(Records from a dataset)
..............................

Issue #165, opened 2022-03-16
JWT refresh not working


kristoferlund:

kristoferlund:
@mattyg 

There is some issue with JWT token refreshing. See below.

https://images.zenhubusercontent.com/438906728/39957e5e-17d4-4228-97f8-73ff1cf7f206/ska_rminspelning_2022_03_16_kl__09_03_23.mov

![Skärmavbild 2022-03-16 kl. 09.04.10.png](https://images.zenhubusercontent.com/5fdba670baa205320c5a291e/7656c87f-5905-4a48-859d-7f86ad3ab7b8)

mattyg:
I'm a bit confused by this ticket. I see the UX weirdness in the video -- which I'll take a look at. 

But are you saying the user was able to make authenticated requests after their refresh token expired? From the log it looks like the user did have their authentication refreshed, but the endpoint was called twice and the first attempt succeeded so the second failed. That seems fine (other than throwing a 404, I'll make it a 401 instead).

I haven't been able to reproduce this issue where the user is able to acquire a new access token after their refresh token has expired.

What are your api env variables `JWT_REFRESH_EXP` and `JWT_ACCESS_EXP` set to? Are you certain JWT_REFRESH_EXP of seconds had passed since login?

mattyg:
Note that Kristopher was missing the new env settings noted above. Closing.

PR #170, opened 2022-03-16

..............................

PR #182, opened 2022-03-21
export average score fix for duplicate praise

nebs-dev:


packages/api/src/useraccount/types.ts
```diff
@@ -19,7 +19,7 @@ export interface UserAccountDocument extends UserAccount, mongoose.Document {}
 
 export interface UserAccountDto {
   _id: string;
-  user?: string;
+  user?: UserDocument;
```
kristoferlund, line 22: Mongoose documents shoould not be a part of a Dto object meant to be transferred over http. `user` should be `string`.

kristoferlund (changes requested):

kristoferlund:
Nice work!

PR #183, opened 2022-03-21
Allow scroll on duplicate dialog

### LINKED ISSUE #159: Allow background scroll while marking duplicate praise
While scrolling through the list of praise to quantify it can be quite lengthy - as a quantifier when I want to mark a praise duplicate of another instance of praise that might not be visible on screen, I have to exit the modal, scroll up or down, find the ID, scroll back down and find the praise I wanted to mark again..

..............................

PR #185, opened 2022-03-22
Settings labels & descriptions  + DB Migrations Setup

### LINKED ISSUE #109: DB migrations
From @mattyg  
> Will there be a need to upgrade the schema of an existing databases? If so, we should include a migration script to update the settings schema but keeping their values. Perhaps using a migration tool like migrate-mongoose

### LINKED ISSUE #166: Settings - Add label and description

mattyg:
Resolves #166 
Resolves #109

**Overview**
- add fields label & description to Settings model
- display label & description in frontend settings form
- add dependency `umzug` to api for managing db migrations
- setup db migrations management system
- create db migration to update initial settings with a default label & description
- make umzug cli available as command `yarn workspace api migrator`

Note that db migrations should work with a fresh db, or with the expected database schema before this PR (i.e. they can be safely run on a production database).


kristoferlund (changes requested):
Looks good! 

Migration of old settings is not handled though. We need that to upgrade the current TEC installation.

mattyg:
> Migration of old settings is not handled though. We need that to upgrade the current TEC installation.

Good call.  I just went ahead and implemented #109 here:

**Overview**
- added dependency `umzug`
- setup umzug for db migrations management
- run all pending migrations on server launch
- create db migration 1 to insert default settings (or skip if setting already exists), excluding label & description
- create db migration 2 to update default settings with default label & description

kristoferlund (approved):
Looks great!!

..............................

*To do*.
Exact duplication is required for the lines above, from the line that contains "### LINKED ISSUE #109: DB migrations" to the line that contains "Looks good!", inclusive; omit all others.

*The completed task*.
### LINKED ISSUE #109: DB migrations
From @mattyg  
> Will there be a need to upgrade the schema of an existing databases? If so, we should include a migration script to update the settings schema but keeping their values. Perhaps using a migration tool like migrate-mongoose

### LINKED ISSUE #166: Settings - Add label and description

mattyg:
Resolves #166 
Resolves #109

**Overview**
- add fields label & description to Settings model
- display label & description in frontend settings form
- add dependency `umzug` to api for managing db migrations
- setup db migrations management system
- create db migration to update initial settings with a default label & description
- make umzug cli available as command `yarn workspace api migrator`

Note that db migrations should work with a fresh db, or with the expected database schema before this PR (i.e. they can be safely run on a production database).


kristoferlund (changes requested):
Looks good! 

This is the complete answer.